Q: Who decided which of the uncounted ballots were votes?
A: In a sense, the public will be the ultimate judge. NORC's coders drew no conclusions about which ballots represented valid votes, they simply marked down what the ballot looked like. Was one corner of a presidential chad detached? Were there clear punches made on the chad for the U.S. Senate race? What color ink was used on the optical scan ballot? All of those elements were recorded, then keyed into computer databases. The analysis of those databases was then undertaken independently by each of the media companies, though they shared some computer resources and compared notes on what they saw.
Q: Who were the coders?
A: Some were NORC employees, others were hired from temporary agencies to do the work. They filled out forms and were screened in an effort to weed out anyone who was incapable of doing the work in an unbiased manner. Their work was then checked each day to make sure that they did not consistently see things other NORC coders did not see on the undervoted ballots. One of the 153 coders who worked on this project was dismissed because he displayed coding very different from others looking at the same ballots in Baker County. That coder's work, on 79 ballots there, was not included in the analysis. Another coder later claimed in a missive on a Web site that he was a fervent Democrat, but it did not appear to influence his work as a coder. He saw the same things on ballots as the other coders he worked with.
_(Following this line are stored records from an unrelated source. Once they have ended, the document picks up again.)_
PR #177, opened 2021-07-17
Allow docker arguments in scubafile

### LINKED ISSUE #144: Allow Docker Arguments in Scubafile
Currently Scuba has the `-d` or `--docker-args` flag that allows the user to specify arguments that should be passed-through to docker. This is an essential feature for using Scuba in contexts where the container needs to forward ports from the host to the container (for instance, during web server development), or running in Docker's `privileged` mode to run applications that need KVM.

While the command-line argument is fantastic, the fact that there is no `.scuba.yml` counterpart means that instead of a developer just running `scuba run`, they have to do `scuba -d="-p 80:80 --privileged" run`. This also means that the additional arguments have to be documented and known by every developer, which increases friction for a developer on a new project. It would be much simpler if those arguments could be specified in the `.scuba.yml` file so that a new developer would be able to just run `scuba run` and have all of the additional arguments passed to Docker automatically.

The new `docker_args` key could either be specified at the top level, or inside of an alias:
```yaml
image: debian:buster
docker_args: --privileged

aliases:
  run_webserver:
    docker_args: -p 80:80 -p 443:443
    script:
        - python3 -m myKVMwebserver
```

Or, `docker_args` could take a list of arguments, more like:
```yaml
docker_args:
  - --privileged
  - -p 80:80
```
I dislike the list approach because it appears to be less readable to me.

I think this change would also (at least partially) address #140, #141, and #142.

adamjseitz:
Docker arguments can now be specified in the scubafile at the top-level or per-alias. The order of precendence for a single run is:

1. Arguments provided on command line via `-d`
2. Per-alias `docker_args` key
2. Top-level `docker_args` key

Explicitly providing a null or empty string value for `docker_args` at the alias level overrides the top-level `docker_args`, and results in no extra args passed to docker.

Resolves #144

### DIFF
--- a/doc/yaml-reference.md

Q: Were there other Democrats and Republicans who reviewed the ballots?
A: Yes. Of the 153 coders, 152 volunteered their party affiliation. About 36 percent were Democrats, 29 percent Republicans and 30 percent independents. Another 3.9 percent said they were members of smaller parties. They divided more sharply along gender lines, with 70 percent female and 30 percent male. A study on whether party or gender influenced what the coders saw will be published in January by NORC. It will show that men were more slightly likely to see Bush votes and women Gore votes among dimples on undervoted Votomatic ballots. Republicans were also more likely to see Bush votes, and Democrats saw more Gore votes among those dimples. But, according to NORC's researchers, those variabilities were blunted by the use of three coders, and the requirement for the stories published here that two of those coders agree on what they saw before we accepted it as a vote. Those variabilities among gender and party affiliation virtually disappear on optical scan ballots.
Q: Will members of the public get to draw their own conclusions?
A: Yes, today the complete database and the tabulators used by some of the media companies will be made available to the public. Academics, historians, political junkies and anyone who is just plain curious will be able to analyze the data themselves to see what might have occurred in Florida.